# Help w/ fingerprint sensor; HP Compaq 6910p...



## gsmurphy42 (Feb 16, 2009)

Hello there. Can someone please help me in my attempt to get my fingerprint sensor operating correctly. I think I have the drivers, however, there doesn't seem to be any way to launch an install program or setup the sensor for use. Please help...I have heard something about "credentials manager" but I can't find that either and also "protech tools" another file/program I just don't seem to have. Please help ???


----------



## rainforest123 (Dec 29, 2004)

When did the problem begin, for you? From the onset, and if your computer is new, I suggest that you call HP.

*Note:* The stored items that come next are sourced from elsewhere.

PR #2504, opened 2021-09-10
docs: Add usecase to freezable doc string

alamb:
Try and encode my learnings from working with `Freezable` on https://github.com/influxdata/influxdb_iox/pull/2433 into some docstrings


internal_types/src/freezable.rs
```diff
@@ -2,7 +2,13 @@ use std::ops::{Deref, DerefMut};
 use std::sync::Arc;
 
 /// A wrapper around a type `T` that can be frozen with `Freezable::try_freeze`, preventing
-/// modification of the contained `T` until the returned `FreezeHandle` is dropped
+/// modification of the contained `T` until the returned `FreezeHandle` is dropped.
+///
+/// A common usecase for Freezable is preventing other threads from
```
alamb, line 7: This content is partially duplicative with the description after the code example, https://github.com/influxdata/influxdb_iox/pull/2504/files#diff-c0e65cadc0940055296ff6642bfa5bacc87c19c21f1bb09d5b4672117b89374cR37

But I think it helps readability to try and explain the usecase up front (so readers know if/why they should care about this code)

internal_types/src/freezable.rs
```diff
@@ -2,7 +2,13 @@ use std::ops::{Deref, DerefMut};
...
+/// modifying some object for an extended period of time prior to
+/// actually modifying it, while allowing other threads to read the
+/// object during that time period except during the actual
```
tustvold, line 10: I think I'd remove the "except during the actual modification"

tustvold (approved):

PR #2508, opened 2021-09-10
feat: migrate http metrics to metric crate

tustvold:
This migrates the HTTP metrics from using `metrics::RedMetric` to using the new metrics abstraction. Instead of a one-to-one port I opted to instead encode this in the tower middleware that is used for tracing instrumentation.

This has a couple of advantages:

* Blanket coverage of all current and future HTTP and gRPC endpoints 
* No potentially error-prone manual error recording
* Correctly handles streaming responses
* Ensures tracing and metrics are consistent
* Ensures a consistent relationship between the status code returned to the user and recorded in the metrics
* Can easily be extended with response size metrics, among other things

This does, however, introduce three **breaking changes**:

* The gRPC metrics are now at the HTTP path and not a custom string, i.e. `path="/influxdata.platform.storage.Storage/ReadWindowAggregate"` vs `operation="read_window_aggregate"`
* Additional metric context, in particular db_name, is not present anymore
* The server errors are reported under `status=server_error` vs `status=error` to distinguish them from `status=client_error` and make it clear they are specifically server errors and not all errors

The first of these I imagine is fairly uncontroversial. However, the second I will concede is not ideal and I intend to rectify in a follow up PR. It is not particularly complex, simply including a header in the response that gets stripped out by the trace middleware, but I'd prefer to get this in and iterate on it unless people have strong objections.


src/influxdb_ioxd/http.rs
```diff
@@ -485,20 +484,13 @@ async fn write<M>(req: Request<Body>) -> Result<Response<Body>, ApplicationError
...
 {
-    let path = req.uri().path().to_string();
     let Server {
         app_server: server,
         max_request_size,
     } = req.data::<Server<M>>().expect("server state");
     let max_request_size = *max_request_size;
     let server = Arc::clone(server);
 
-    // TODO(edd): figure out best way of catching all errors in this observation.
```
tustvold, line 496: This is auto-magically handled for us by the middleware

src/influxdb_ioxd/http.rs
```diff
@@ -1038,8 +986,28 @@ mod tests {
 
         let data = response.text().await.unwrap();
 
-        assert!(data.contains(&"\nhttp_requests_total{path=\"/metrics\",status=\"ok\"} 1\n"));
```
tustvold, line 1041: This was actually a somewhat dubious prior behavior - it would record the metric before the request had actually completed

src/influxdb_ioxd/rpc/storage/service.rs
```diff
@@ -1229,21 +1068,28 @@ mod tests {
...
-        fixture
+        count: u64,
+    ) {
+        let metric = fixture
             .test_storage
-            .metrics_registry
-            .has_metric_family("gRPC_requests_total")
-            .with_attributes(&[
-                ("operation", operation),
-                ("db_name", "000000000000007b_00000000000001c8"),
```
tustvold, line 1242: As mentioned in the PR description, we lose the `db_name` granularity but I intend to re-introduce this in a follow on PR

trace_http/src/classify.rs
```diff
@@ -0,0 +1,84 @@
...
+    Ok,
+    /// The request was to an unrecognised path
+    PathNotFound,
+    /// The request was unsuccessful but it was not the fault of the service
+    ClientErr,
+    /// The request was unsuccessful and it was the fault of the service
+    ServerErr,
+}
+
+pub fn classify_response<B>(response: &http::Response<B>) -> (Cow<'static, str>, Classification) {
```
tustvold, line 16: This code is moved from tower.rs and extended with `Classification`

trace_http/src/tower.rs
```diff
@@ -126,19 +145,34 @@ where
...
 
-        let recorder = self.as_mut().project().recorder;
+        let projected = self.as_mut().project();
+        let span_recorder = projected.span_recorder;
+        let mut metrics_recorder = projected.metrics_recorder.take().unwrap();
         match &result {
             Ok(response) => match classify_response(response) {
-                Ok(_) => recorder.event("request processed"),
-                Err(e) => recorder.error(e),
+                (_, Classification::Ok) => match response.body().is_end_stream() {
```
tustvold, line 153: This was actually a mistake in #2502 as it made the incorrect assumption that poll_trailers would always be called, this now handles the case where there is no body or there are no trailers

src/influxdb_ioxd/rpc/storage/service.rs
```diff
@@ -1851,7 +1697,7 @@ mod tests {
 
         assert_contains!(response_string, "Sugar we are going down");
 
-        grpc_request_metric_has_count(&fixture, "measurement_tag_values", "ok", 1).unwrap();
```
tustvold, line 1854: I think this was previously a bug? This is an error and yet was being recorded as a success

src/influxdb_ioxd/rpc/storage/service.rs
```diff
@@ -1762,7 +1608,7 @@ mod tests {
             "Error converting tag_key to UTF-8 in tag_values request"
         );
 
-        grpc_request_metric_has_count(&fixture, "tag_values", "client_error", 1).unwrap();
```
tustvold, line 1765: I think this is another case of the error-prone manual error recording being incorrect. This test exercises two error cases, and so the count should be two

src/influxdb_ioxd/http.rs
```diff
@@ -958,8 +904,9 @@ pub async fn serve<M>(
 where
     M: ConnectionManager + Send + Sync + Debug + 'static,
 {
+    let metric_registry = Arc::clone(application.metric_registry_v2());
     let router = router(application, server, max_request_size);
-    let new_service = tower::MakeService::new(router, trace_collector);
+    let new_service = tower::MakeService::new(router, trace_collector, metric_registry);
```
alamb, line 909: 👍

src/influxdb_ioxd/http.rs
```diff
@@ -1038,8 +986,28 @@ mod tests {
...
+            .get(&format!("{}/metrics", server_url))
+            .send()
+            .await
+            .unwrap();
+
+        let data = response.text().await.unwrap();
+
+        // Should include previous metrics scrape but not the current one
+        assert!(data.contains(&"\nhttp_requests_total{path=\"/metrics\",status=\"ok\"} 1\n"));
+        // Should include 404 but not encode the path
```
alamb, line 1009: maybe also
```suggestion
        // Should include 404 but not encode the path
        assert!(!data.contains(&"nonexistent"));
```

src/influxdb_ioxd/rpc/storage/service.rs
```diff
@@ -300,21 +273,12 @@ where
...
 
-        let group = expr::convert_group_type(group)
-            .context(ConvertingReadGroupType {
-                aggregate_string: &aggregate_string,
-            })
-            .map_err(|e| {
-                ob.client_error_with_attributes(attributes);
-                e
-            })?;
+        let group = expr::convert_group_type(group).context(ConvertingReadGroupType {
```
alamb, line 276: If the middleware adds the metrics correctly this certainly is a nice improvement 👍

src/influxdb_ioxd/rpc/storage/service.rs
alamb: yes I think db_name is quite important -- perhaps adding a ticket to track would be helpful. However you are quite good about not forgetting things so perhaps it is not necessary either :)

src/influxdb_ioxd/rpc/storage/service.rs
```diff
@@ -1353,7 +1199,7 @@ mod tests {
             expected_predicate
         );
 
-        grpc_request_metric_has_count(&fixture, "measurement_names", "ok", 2).unwrap();
+        grpc_request_metric_has_count(&fixture, "MeasurementNames", "ok", 2);
```
alamb, line 1202: it might be worth also calling out that the operation name will change from snake case to camel case (more closely matching ProtoBuf, which is a good think in my opinion)

trace_http/src/classify.rs
```diff
@@ -0,0 +1,84 @@
...
+    let status = response.status();
+    match status {
+        http::StatusCode::OK | http::StatusCode::CREATED | http::StatusCode::NO_CONTENT => {
+            classify_headers(Some(response.headers()))
+        }
+        http::StatusCode::BAD_REQUEST => ("bad request".into(), Classification::ClientErr),
+        // Note: This is potentially over-zealous but errs on the side of caution to
```
alamb, line 23: Maybe it is worth noting the usecase / rationale here (aka to avoid adding non-existent paths as metric attribute values), even if sometimes the non-existent thing represented by `404` could be some entity even if the URL was existent.

trace_http/src/classify.rs
```diff
@@ -0,0 +1,84 @@
...
+                6 => ("already exists".into(), Classification::ClientErr),
+                7 => ("permission denied".into(), Classification::ClientErr),
+                8 => ("resource exhausted".into(), Classification::ServerErr),
+                9 => ("failed precondition".into(), Classification::ClientErr),
+                10 => ("aborted".into(), Classification::ClientErr),
+                11 => ("out of range".into(), Classification::ClientErr),
+                12 => ("unimplemented".into(), Classification::ServerErr),
+                13 => ("internal".into(), Classification::ServerErr),
+                14 => ("unavailable".into(), Classification::ServerErr),
+                15 => ("data loss".into(), Classification::ServerErr),
```
alamb, line 74: somewhat terrifying that there is a expected error for this class (rather than just internal error)

trace_http/src/metrics.rs
```diff
@@ -0,0 +1,152 @@
...
+use parking_lot::{MappedMutexGuard, Mutex, MutexGuard};
+use std::sync::Arc;
+use std::time::Instant;
+
+/// `MetricsCollection` is used to retrieve `MetricsRecorder` for instrumenting http requests
+#[derive(Debug)]
+pub struct MetricsCollection {
+    is_grpc: bool,
+    metric_registry: Arc<metric::Registry>,
+    metrics: Mutex<HashMap<Option<String>, Metrics>>,
```
alamb, line 13: maybe worth mentioning what the key represents: the path of the request's uri?

trace_http/src/metrics.rs
```diff
@@ -0,0 +1,152 @@
...
+                    (path, metrics)
+                });
+            request_metrics
+        })
+    }
+}
+
+/// The request metrics for a specific set of attributes (e.g. path)
+#[derive(Debug)]
+struct Metrics {
```
alamb, line 55: this is very cool

trace_http/src/metrics.rs
```diff
@@ -0,0 +1,152 @@
...
+
+        attributes.insert("status", "ok");
+        let ok = counter.recorder(attributes.clone());
+        let duration_ok = duration.recorder(attributes.clone());
+
+        attributes.insert("status", "client_error");
+        let client_error = counter.recorder(attributes.clone());
+        let duration_client_error = duration.recorder(attributes.clone());
+
+        attributes.insert("status", "error");
```
alamb, line 89: why not use `server_error` to be more explicit (and follow the pattern from `client_error`)?

```suggestion
        attributes.insert("status", "server_error");
```

trace_http/src/metrics.rs
```diff
@@ -0,0 +1,152 @@
...
+
+impl MetricsRecorder {
+    /// Sets the classification of this request if not already set
+    pub fn set_classification(&mut self, classification: Classification) {
+        if matches!(classification, Classification::PathNotFound) {
+            // Don't want to pollute metrics with invalid paths
+            self.path = None
+        }
+
+        if self.classification.is_none() {
```
alamb, line 125: I wonder if this should also check (perhaps `debug_assert!` or something) that if `self.classification` was previously set it should match `classification`?

trace_http/src/tower.rs
```diff
@@ -12,30 +12,42 @@
...
+use observability_deps::tracing::error;
 use trace::{span::SpanRecorder, TraceCollector};
 
+use crate::classify::{classify_headers, classify_response, Classification};
+use crate::ctx::parse_span_ctx;
+use crate::metrics::{MetricsCollection, MetricsRecorder};
+
 /// `TraceLayer` implements `tower::Layer` and can be used to decorate a
 /// `tower::Service` to collect information about requests flowing through it
 #[derive(Debug, Clone)]
```
alamb, line 35: maybe it is worth updating this docstring to mention that this `TraceLayer` is used to provide generic distributed tracing and RED metric reporting

trace_http/src/tower.rs
alamb: it used to handle the case in the sense that a trace was emitted, right? It seems like the difference now is that there is a more specific event used.

trace_http/src/tower.rs
```diff
@@ -110,7 +128,8 @@ where
 #[pin_project]
 #[derive(Debug)]
 pub struct TracedFuture<F> {
-    recorder: SpanRecorder,
+    span_recorder: SpanRecorder,
```
alamb, line 131: All we have to do is to add logging (ala `info!`, `error!` etc and we'll have the observability trifecta!)

trace_http/src/tower.rs
```diff
@@ -168,10 +203,21 @@ impl<B: http_body::Body> http_body::Body for TracedBody<B> {
...
+            Ok(_) => match projected.inner.is_end_stream() {
+                true => {
+                    metrics_recorder.set_classification(Classification::Ok);
+                    span_recorder.ok("returned body data and no trailers")
+                }
+                false => span_recorder.event("returned body data"),
+            },
+            Err(_) => {
+                metrics_recorder.set_classification(Classification::ServerErr);
+                span_recorder.error("eos getting body");
```
alamb, line 219: is it always "eos" or maybe we should say "error getting body"?

alamb (approved):
FYI @mkmik  -- if the metrics dashboards break/start doing something wonky maybe this PR is related. 

I think this is looking great. Nice work @tustvold.  Can't wait to see the old metrics crate go the way of the 🦤

trace_http/src/classify.rs
tustvold: :laughing: I _think_ it is used to indicate that the service knows it has lost data and an operator needs to intervene with out of band backups or something.

trace_http/src/tower.rs
tustvold: Correct, in all cases it would emit a span. All that would happen is that in certain cases it wouldn't know if it was successful or not - i.e. `SpanStatus::Unknown`

trace_http/src/metrics.rs
tustvold: I was trying to be backwards compatible, but I think it is less confusing to be explicit - will update

trace_http/src/metrics.rs
tustvold: So the problematic scenario is PathNotFound as to all intents and purposes the request is actually successful and it is later recorded as such in TracedBody. I've instead gone for adding Ord to Classification and taking the max here. I think this captures the spirit of the debug_assert, avoiding issues getting lost, whilst allowing some "slop".

src/influxdb_ioxd/rpc/storage/service.rs
tustvold: Created https://github.com/influxdata/influxdb_iox/issues/2515

e-dard:
The changes look good, but I didn't review them:

I have a question:
 
>  Instead of a one-to-one port I opted to instead encode this in the tower middleware that is used for tracing instrumentation.

Does this mean there is no longer going to be a `REDMetric` helper type for folks to use in the project? It wasn't clear to me whether the requests, errors and duration aspect of that type had been hard coded only into the gRPC/HTTP middleware or whether there is a new `REDMetric` abstraction elsewhere?

The only reason I ask is that it might be useful to have that abstraction for use elsewhere other than the `gRPC/HTTP` boundary. Just a thought.

PR #2510, opened 2021-09-10
feat: migrate read buffer metrics to metric crate

tustvold:
Migrates the read buffer to use the new metric crate


metric/src/cumulative.rs
```diff
@@ -52,6 +52,14 @@ pub struct CumulativeRecorder {
 }
 
 impl CumulativeRecorder {
+    /// Gets a new unregistered recorder
```
tustvold, line 55: This is also added in #2490 but didn't want to make the PRs depend on each other

read_buffer/src/chunk.rs
```diff
@@ -712,124 +697,111 @@ mod test {
...
-        r#"read_buffer_column_values{db="mydb",encoding="FIXED",log_data_type="f64",null="true"} 0"#,
-        r#"read_buffer_column_values{db="mydb",encoding="FIXEDN",log_data_type="bool",null="false"} 6"#,
-        r#"read_buffer_column_values{db="mydb",encoding="FIXEDN",log_data_type="bool",null="true"} 0"#,
-        r#"read_buffer_column_values{db="mydb",encoding="RLE",log_data_type="string",null="false"} 6"#,
-        r#"read_buffer_column_values{db="mydb",encoding="RLE",log_data_type="string",null="true"} 0"#,
-        "# HELP read_buffer_row_group_total The number of row groups within the Read Buffer",
-        "# TYPE read_buffer_row_group_total gauge",
-        r#"read_buffer_row_group_total{db="mydb"} 2"#,
-        "",
+        let expected_observations = vec![
```
tustvold, line 700: I could have used metric-exporter, but I didn't want to introduce a dependency on prometheus

read_buffer/src/chunk.rs
```diff
@@ -712,124 +697,111 @@ mod test {
...
+            ObservationSet {
+                metric_name: "read_buffer_column_allocated_bytes",
+                description: "The number of bytes used by all data in the Read Buffer including allocated by unused buffers",
+                kind: MetricKind::U64Gauge,
+                observations: vec![
+                    (Attributes::from(&[("db_name", "mydb"), ("encoding", "BT_U32-FIXED"), ("log_data_type", "i64")]), Observation::U64Gauge(192)),
```
tustvold, line 706: "db_name" is the "correct" attribute and is what is currently exposed by the server binary, previously this test used "db" but the ChunkMetric constructor forces consistency (which I think is a good thing)

server/src/db.rs
```diff
@@ -2163,7 +2163,7 @@ mod tests {
 
         // verify chunk size updated (chunk moved from closing to moving to moved)
         catalog_chunk_size_bytes_metric_eq(&test_db.metric_registry, "mutable_buffer", 0);
-        let expected_read_buffer_size = 1922;
+        let expected_read_buffer_size = 1706;
```
tustvold, line 2166: `read_buffer::ChunkMetrics` is now smaller (although the actual memory usage might be higher)

alamb (approved):
Looks like a very solid change to me 💯

alamb:
FYI @e-dard

PR #2618, opened 2021-09-22
test: enable disabled predicate pushdown test

alamb:
This test now passes (likely due to some small variation in stack sizes)

Note the underling stack overflow reported in  https://github.com/apache/arrow-datafusion/issues/419 is fixed in https://github.com/influxdata/influxdb_iox/pull/2635


alamb:
(this test passed for me locally, which is strange)

crepererum:
> (this test passed for me locally, which is strange)

Different OS? Different ulimit? (aka is the stacksize for all observers the same?)

alamb:
> Different OS? Different ulimit? (aka is the stacksize for all observers the same?)

I am not sure what is different as the same test  failed for me locally at some point. There is a reproducer attached to  https://github.com/apache/arrow-datafusion/issues/419 that I will use to work this out, but it was strange that this test started working again in IOx

NGA-TRAN:
The tests work again maybe because of improvement in reducing  the number of nested level by reducing the number of expressions somewhere in IOx/DF. This happened before

alamb:
I think @NGA-TRAN 's assessment of what happened is likely correct, given my findings on https://github.com/apache/arrow-datafusion/issues/419

alamb:
FYI @NGA-TRAN  I have also removed the rust stack size workaround in this PR (and will merge the PR once I get the fix from DataFusion)

alamb:
Rust stack size workaround included in https://github.com/influxdata/influxdb_iox/pull/2635. Will merge this PR in with changes to query_tests

PR #2619, opened 2021-09-23
refactor: `CatalogChunk::add_delete_predicate` cannot fail

crepererum:
This is prep work for improving the error handling around predicate preservation.

### DIFF
--- a/server/src/db/catalog/chunk.rs
+++ b/server/src/db/catalog/chunk.rs
@@ -469,7 +469,7 @@ impl CatalogChunk {
         }
     }
 
-    pub fn add_delete_predicate(&mut self, delete_predicate: Arc<Predicate>) -> Result<()> {
+    pub fn add_delete_predicate(&mut self, delete_predicate: Arc<Predicate>) {
         debug!(
             ?delete_predicate,
             "Input delete predicate to CatalogChunk add_delete_predicate"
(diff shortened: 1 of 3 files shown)


server/src/db/catalog/chunk.rs
```diff
@@ -469,15 +469,17 @@ impl CatalogChunk {
...
+    pub fn add_delete_predicate(&mut self, delete_predicate: Arc<Predicate>) {
         debug!(
             ?delete_predicate,
             "Input delete predicate to CatalogChunk add_delete_predicate"
         );
         match &mut self.stage {
             ChunkStage::Open { mb_chunk: _ } => {
                 // Freeze/close this chunk and add delete_predicate to its frozen one
-                self.freeze_with_predicate(delete_predicate)?;
+                self.freeze_with_predicate(delete_predicate).expect(
```
alamb, line 480: 👍

alamb: I tried to make `freeze_with_predicate` infallable as well -- the only way it can fail is if `self.stage` is not `Open` -- so in other words, I think `expect` is correct.

It would be neat to be able to avoid the error check (maybe push the panic lower) but not as part of this PR

alamb (approved):

PR #2620, opened 2021-09-23
feat: correct pbjson serialization of Timestamp and Duration

tustvold:
Certain well-known-types have a non-standard [JSON mapping](https://developers.google.com/protocol-buffers/docs/proto3#json). This PR implements the custom mapping for google::protobuf::Timestamp and google::protobuf::Duration


google_types/src/lib.rs
```diff
@@ -13,52 +13,13 @@
 mod pb {
     pub mod google {
         pub mod protobuf {
-            use chrono::{NaiveDateTime, Utc};
-            use std::convert::{TryFrom, TryInto};
-
             include!(concat!(env!("OUT_DIR"), "/google.protobuf.rs"));
             include!(concat!(env!("OUT_DIR"), "/google.protobuf.serde.rs"));
-
-            impl TryFrom<Duration> for std::time::Duration {
```
tustvold, line 22: These are moved into their respective modules to avoid this becoming a very large file as further mappings are implemented

google_types/Cargo.toml
```diff
@@ -12,6 +12,9 @@ pbjson = { path = "../pbjson" }
 prost = "0.8"
 serde = { version = "1.0", features = ["derive"] }
 
+[dev-dependencies]
+serde_json = "1.0"
```
tustvold, line 16: This makes me a bit sad, but I could not work out an alternative way to test the serialization logic

pbjson_build/src/lib.rs
```diff
@@ -63,51 +74,58 @@ impl Builder {
...
+        let config = Config {
+            extern_types: Default::default(),
         };
 
-        match descriptor {
-            Descriptor::Enum(descriptor) => generate_enum(&config, type_path, descriptor, writer)?,
-            Descriptor::Message(descriptor) => {
-                if let Some(message) = resolve_message(descriptors, descriptor) {
-                    generate_message(&config, &message, writer)?
+        let iter = self.descriptors.iter().filter(move |(t, _)| {
```
tustvold, line 94: I'm not sure why Github has decided I've rewritten this entire method, the "line" was all that was changed to add the ability to exclude types from auto-pbjsonification

google_types/src/duration.rs
```diff
@@ -0,0 +1,159 @@
...
+                nanos: -(negated.subsec_nanos() as i32),
+            })
+        } else {
+            Ok(std::time::Duration::from_secs_f64(secs).into())
+        }
+    }
+}
+
+/// Splits nanoseconds into whole milliseconds, microseconds, and nanoseconds
+fn split_nanos(mut nanos: u32) -> (u32, u32, u32) {
```
alamb, line 83: is u32 enough? Or should it be u64?

pbjson_build/src/lib.rs
alamb: https://github.com/influxdata/influxdb_iox/pull/2620/files?w=1 helps to see a reasonable diff

alamb (approved):
I looked through the test cases and they looked good to me. I don't really understand serde enough to give it a super thorough review, but the code looks clean and easy to understand

google_types/src/duration.rs
alamb: Specifically, my reading of https://developers.google.com/protocol-buffers/docs/proto3#json suggests that timestamps this could contain up to 9 fractional digits which could overflow a u32, perhaps

tustvold: The max value of the nanos field is 999,999,999 which is stored as an i32 in the protobuf, so I think this should be fine. It is nanoseconds less than a second, not nanoseconds since epoch

PR #2621, opened 2021-09-23
refactor: make `Partition::force_drop_chunk` similar to `Partition::drop_chunk`

crepererum:
- Bubbles up "not found" error, the caller should reason about it
- Returns deleted chunk

This will be useful if we wanna handle predicates correctly during the lifecycle (at the moment we might loose a few new predicates on the way).

### DIFF
--- a/server/src/db/catalog/partition.rs
+++ b/server/src/db/catalog/partition.rs
@@ -13,7 +13,7 @@ use persistence_windows::{
     min_max_sequence::OptionalMinMaxSequence, persistence_windows::PersistenceWindows,
 };
 use predicate::predicate::Predicate;
-use snafu::Snafu;
+use snafu::{OptionExt, Snafu};
 use std::{
     collections::{btree_map::Entry, BTreeMap},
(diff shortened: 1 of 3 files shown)


server/src/db/catalog/partition.rs
```diff
@@ -284,8 +284,13 @@ impl Partition {
     }
 
     /// Drop the specified chunk even if it has an in-progress lifecycle action
-    pub fn force_drop_chunk(&mut self, chunk_id: ChunkId) {
-        self.chunks.remove(&chunk_id);
+    pub fn force_drop_chunk(&mut self, chunk_id: ChunkId) -> Result<Arc<RwLock<CatalogChunk>>> {
```
alamb, line 287:
```suggestion
    /// returning the dropped chunk
    pub fn force_drop_chunk(&mut self, chunk_id: ChunkId) -> Result<Arc<RwLock<CatalogChunk>>> {
```

alamb (approved):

Did you install OS & software from HP disks, or use HP's system recovery, or a set of HP recovery disks?

What is your firewall?

IBM Thinkpad, now Lenovo Thinkpad laptops with fingerprint sensors failed, 18 months ago, with Zone Alarm. About a yr after switching to XP's FW, the finger print reader stopped working. I called Lenovo. They determined that the reader was working, but the software was not working. They offered advice, which failed. AND, because the problem was software, the problem did not warrant a visit by an IBM / Lenovo tech.

You are not alone. Hopefully, this HP forum will help you. 
http://h20000.www2.hp.com/bizsuppor...957&prodSeriesId=3357377&tx=6910p fingerprint

RF123


----------